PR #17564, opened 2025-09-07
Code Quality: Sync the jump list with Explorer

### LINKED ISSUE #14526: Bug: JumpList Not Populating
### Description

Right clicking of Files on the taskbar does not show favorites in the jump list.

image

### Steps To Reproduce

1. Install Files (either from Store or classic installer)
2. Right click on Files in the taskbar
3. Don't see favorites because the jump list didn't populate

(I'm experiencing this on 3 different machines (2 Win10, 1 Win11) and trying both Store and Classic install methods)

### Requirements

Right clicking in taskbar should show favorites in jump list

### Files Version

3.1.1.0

-*-*-

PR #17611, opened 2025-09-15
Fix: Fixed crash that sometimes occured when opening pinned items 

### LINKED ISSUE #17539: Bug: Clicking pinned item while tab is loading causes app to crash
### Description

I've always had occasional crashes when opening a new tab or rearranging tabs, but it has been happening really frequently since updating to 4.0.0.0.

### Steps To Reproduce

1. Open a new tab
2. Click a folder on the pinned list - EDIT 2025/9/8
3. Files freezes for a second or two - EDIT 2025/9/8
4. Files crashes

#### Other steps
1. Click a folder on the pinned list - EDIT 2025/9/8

-*-*-

# AIM OF THE EXERCISE
What is the number of lines in the records that include the word "Store"? Answer with that number only.

# EXPECTED OUTPUT
2